We know from prior work in the BEST trial in patients with multivessel coronary artery disease, the rate of major adverse cardiovascular events was higher among those who underwent PCI with Everolimus-eluting stents than with those who had undergone CABG [9]. Furthermore, recent subgroup analyses from this trial showed that in patients where the operators demonstrated optimal IVUS techniques outcomes were similar among PCI and CABG cohorts highlighting the importance of not simply utilizing IVUS but also utilizing it well. This notion was underscored with a recent meta-analysis on multi-vessel PCI and IVUS use demonstrating improved PCI outcomes, comparable to CABG, among the landmark clinical trials comparing the two revascularization strategies [7]. Unfortunately, the low rates of optimal imaging use here likely left any statistical comparisons underpowered.

Several limitations merit consideration. First, this was a retrospective analysis from a single integrated healthcare system, and treatment allocation was not randomized. Despite use of propensity weighting, residual confounding cannot be excluded [8-12]. Second, intravascular imaging was not uniformly applied, and our dataset did not capture critical details such as stent expansion indices, minimal stent area thresholds, or specific IVUS/OCT optimization strategies. Thus, imaging may have been used for lesion assessment alone in some cases, without systematic post-PCI optimization, potentially attenuating any observed benefit. Third, operator expertise and interpretation of IVUS are known to vary widely, and the lack of standardized protocols across centers may have limited the impact of imaging in this real-world setting. Fourth, the overall proportion of patients undergoing imaging was relatively low, reducing statistical power to detect outcome differences between PCI with and without imaging [13,14]. Finally, unmeasured confounders such as completeness of revascularization, surgical graft quality, and medication adherence could have influenced outcomes across treatment strategies.
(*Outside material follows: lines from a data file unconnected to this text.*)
PR #546, opened 2016-05-18
rest of geom in menu

og76:
just that

### DIFF
--- a/ui/node_menu.py
+++ b/ui/node_menu.py
@@ -523,6 +523,7 @@ class GeometryMenu(bpy.types.Menu):
         layout = self.layout
         insertNode(layout, "an_ConvertPlaneTypeNode", "Point/Normal to Matrix", {"conversionType" : repr("POINT_NORMAL_TO_MATRIX")})
         insertNode(layout, "an_ConvertPlaneTypeNode", "Matrix to Point/Normal", {"conversionType" : repr("MATRIX_TO_POINT_NORMAL")})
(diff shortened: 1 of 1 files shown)


ui/node_menu.py
```diff
@@ -531,8 +532,13 @@ def draw(self, context):
         insertNode(layout, "an_IntersectLinePlaneNode", "Intersect Line Plane")
         insertNode(layout, "an_IntersectLineSphereNode", "Intersect Line Sphere")
         insertNode(layout, "an_IntersectPlanePlaneNode", "Intersect Plane Plane")
+        insertNode(layout, "an_IntersectSpherePlaneNode", "Intersect Plane Sphere")
+        insertNode(layout, "an_IntersectSphereSphereNode", "Intersect Sphere Sphere")
         layout.separator()
         insertNode(layout, "an_IntersectPolylinePlaneNode", "Intersect Polyline Plane")
+        layout.separator()
+        insertNode(layout, "an_BarycentricTransformNode", "Barycentric Transform")
+        insertNode(layout, "an_BarycentricTransformNode", "Barycentric Transform List", {"operationType" : repr("LIST")})
```
JacquesLucke: I don't think that we need both here. the first one should be enouph.

og76: I was imitating vector transform / transform list
for me that comes handy sometimes, and here as default is not list
however, if u want it out, out it is

PR #555, opened 2016-05-28
separate bmesh triangulate / tesselate

og76:


nodes/geometry/bmesh_tesselate.py
```diff
@@ -0,0 +1,43 @@
...
+from ... events import propertyChanged
+from ... base_types.node import AnimationNode
+
+class BMeshTessellateNode(bpy.types.Node, AnimationNode):
+    bl_idname = "an_BMeshTessellateNode"
+    bl_label = "Triangulate BMesh"
+    bl_width_default = 160
+    searchLabels = ["Tesselate BMesh"]
+
+    quad = IntProperty(name = "Quad Method", update = propertyChanged, max = 3, min = 0)
```
JacquesLucke: I hate it that these methods are undocumented, but I also don't see a better way atm..

nodes/geometry/bmesh_tesselate.py
```diff
@@ -0,0 +1,43 @@
...
+    ngon = IntProperty(name = "Ngon Method", update = propertyChanged, max = 1, min = 0)
+
+    def create(self):
+        self.newInput("BMesh", "BMesh", "bm")
```
JacquesLucke: is the original bmesh object changed? If yes then 'dataIsModified' is needed here

nodes/geometry/bmesh_tesselate.py
```diff
@@ -0,0 +1,43 @@
...
+        self.newOutput("BMesh", "BMesh", "bm")
+        self.newOutput("Integer List", "Matching Ngon Indices", "ngonIndices", hide = True)
```
JacquesLucke: what is this used for? Do you have an example?
Is there maybe a better (more descriptiv) name?

nodes/geometry/bmesh_tesselate.py
```diff
@@ -0,0 +1,43 @@
...
+
+    def getExecutionCode(self):
+        isLinked = self.getLinkedOutputsDict()
+        if not any(isLinked.values()): return
+        
+        yield "faces = bm.faces[:]"
+        
+        # do not invert isLinked order, this needs original faces
+        if isLinked["ngonIndices"]: 
+            yield "ngonIndices = list( range(len(faces)) )"
```
JacquesLucke: just a little thing: these exra spaces aren't necessary in my opinion. Sometimes it is helpful to make code clearer this way, but I think this case here is not special enouph to break the (unwritten) rules.

nodes/geometry/bmesh_tesselate.py
og76: they kinda switch the tris, but it's not clear to me how
I was wondering if I should keep them for advanced, I mean how often are they gonna be used?

nodes/geometry/bmesh_tesselate.py
og76: not as far as I tested, 
I'll test again for more cases, loops etc

nodes/geometry/bmesh_tesselate.py
JacquesLucke: yes, they should go into advanced

nodes/geometry/bmesh_tesselate.py
JacquesLucke: If the input and output are different bmesh objects than the socket identifier has to be different as well, but I think the original data is modified. Will test as well

JacquesLucke: bmesh copy
 dataIsModified has to be set to True.

nodes/geometry/bmesh_tesselate.py
og76: Source ngon ..? Original ngon ..? Initial ngon indices?

it shows original poly that tri belongs to
like
source ngon index

can use this if you need to ref the original face, if you only use tria in a hidden way (in the end use full mesh) etc

JacquesLucke: ah I see, thx

nodes/geometry/bmesh_tesselate.py
```diff
@@ -0,0 +1,43 @@
...
+
+    def drawAdvanced(self, layout):
+        layout.prop(self, "quad")
+        layout.prop(self, "ngon")
+
+    def getExecutionCode(self):
+        isLinked = self.getLinkedOutputsDict()
+        if not any(isLinked.values()): return
+        
+        yield "faces = bm.faces[:]"
```
JacquesLucke: last thing: is it important to make this copy?

og76:
guess it works without copy, 
(never sure, I'm not that familiar with bmesh ways .., just get inspiration from here and there)
I don't remember, maybe I hoped it will keep intact after the triangulation, but not ..

JacquesLucke:
ok.
yet another last thing: I think we should either use the term "tesselate" or "triangulate", not both. And I think "triangulate" is better because more people already know what it means.

og76:
u mean no search tags?
and should I change the py file name also?

JacquesLucke:
yes and yes.
for both files

JacquesLucke:
thanks for your efforts. I think that was the last thing for v1.6

Issue #844, opened 2021-01-11
Access violation in libusb v1.0.24 when using libusbK driver


dmitry-zakablukov:
Good day!

The following test code crashes with 0xC0000005 error code if libusb v1.0.24 is used for a device with libusbK driver:
```
#include "libusb.h"

#define VID 0x0951
#define PID 0x1600

libusb_device_handle* open_device( libusb_context* ctx, int vid, int pid )
{
    libusb_device_handle* handle = nullptr;

    libusb_device** devices = nullptr;
    ssize_t count = libusb_get_device_list( ctx, &devices );

    for( ssize_t index = 0; index < count; ++index )
    {
        libusb_device_descriptor desc{};
        libusb_get_device_descriptor( devices[ index ], &desc );

        if( desc.idVendor == VID && desc.idProduct == PID )
        {
            libusb_open( devices[ index ], &handle );
            break;
        }
    }

    libusb_free_device_list( devices, 1 );
    return handle;
}

int main()
{
    libusb_context* ctx = nullptr;
    libusb_init( &ctx );

    libusb_device_handle* handle = open_device( ctx, VID, PID );

    unsigned char buffer[ 256 ]{};

    // HERE: the following function call will crash the program
    libusb_control_transfer( handle,
        LIBUSB_ENDPOINT_IN | LIBUSB_REQUEST_TYPE_STANDARD | LIBUSB_RECIPIENT_DEVICE,
        LIBUSB_REQUEST_GET_DESCRIPTOR,
        LIBUSB_DT_STRING << 8,
        0,
        buffer,
        sizeof( buffer ),
        1000 );

    libusb_close( handle );
    libusb_exit( ctx );

    return 0;
}
```

Note that there is no crash if libusb v1.0.23 is used or a device has the WinUSB driver.

I know the problem is in `windows_iocp_thread() / usbi_signal_transfer_completion()` functions: access violation occurs in https://github.com/libusb/libusb/blob/master/libusb/io.c#L1734

When a `libusb_control_transfer()` is called, the libusbK driver is initialized, see https://github.com/libusb/libusb/blob/master/libusb/os/windows_winusb.c#L2531
This driver initialization triggers a return from `GetQueuedCompletionStatus()` in `windows_iocp_thread()`, but the data in `overlapped` variable is not the desired one (it is not the libusb library who prepared this data). This results in garbage pointed by `itransfer` variable here: https://github.com/libusb/libusb/blob/master/libusb/os/windows_common.c#L438

[...]

PR #848, opened 2021-01-14
Access violation fixed while processing foreign I/O completion packets

dmitry-zakablukov:
This PR fixes issue #844

In the order to distinguish libusb and foreign I/O completion packets, a marker was added to the `windows_transfer_priv` structure.
This approach still can cause an access violation in the case when a foreign I/O operation processor allocates a memory only for `OVERLAPPED` structure and the bytes after that memory are inaccessible for reading. But I think this is almost impossible situation.


dickens:
See my comment in #844 (should have made it here instead).  This approach will not work, for the reason you stated in your description.

dickens:
Issue has been addressed in b51c743, so I'll close this PR.  Thanks for the report.

dmitry-zakablukov:
@dickens , thank you!

Issue #847, opened 2021-01-14
Potential libusb_set_interface_alt_setting improvement for macOS


mcuee:
As mentioned by #838, there is a macOS specific behavior if libusb_set_interface_alt_setting failed with a pipe stall. 

```
kresult = (*(cInterface->interface))->SetAlternateInterface (cInterface->interface, altsetting);
  /* If a device only supports a default setting for the specified interface, then a STALL
     (kIOUSBPipeStalled) may be returned. Ref: USB 2.0 specs 9.4.10.
     Mimick the behaviour in e.g. the Linux kernel: in such case, reset all endpoints,
     and hide errors.Current implementation resets the entire device, instead of single
     interface, due to historic reasons. */
  if (kresult != kIOReturnSuccess) {
    usbi_warn (HANDLE_CTX (dev_handle), "SetAlternateInterface: %s", darwin_error_str(kresult));
    darwin_reset_device (dev_handle);
  }
```

> From Nathan:
The reset was not present in libusb 0.1.12 so I specifically added it when implementing the libusb 1.0 backend. It was undoubtedly to work around some issue seen during development. If there was some sort of bug in that version of IOUSBFamily it is likely long gone (since at least 10.9.0 given the IOUSBFamily rewrite).

tormodvolden:
I have some suggestions at https://github.com/tormodvolden/libusb/tree/darwin_alt_intf
Not yet a merge requests because it wasn't tested much, and there is something going wrong in darwin_clear_halt(): it seems to me that it finds the correct pipeRef's but ClearPipeStall returns "pipe ref not recognized". Maybe I use the wrong parameter or an off-by-one. Ran out of time but maybe someone else spots it. Also not sure if get_endpoints() is needed any longer.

Thus, CABG remains associated with superior one-year outcomes compared with PCI or medical management in patients with multivessel ACS. Intravascular imaging during PCI did not independently impact outcomes but also highlight the importance of rigorous implementation of IVUS and OCT, including standardized interpretation criteria, operator training, and integration with physiologic assessment. These findings support guideline-based recommendations favoring CABG in multivessel disease and emphasize the importance of proper intravascular imaging protocols and assessment when PCI is performed.

Funding for this work was generously contributed by the Baylor Scott and White Research Institute Cardiovascular Research Council Foundation.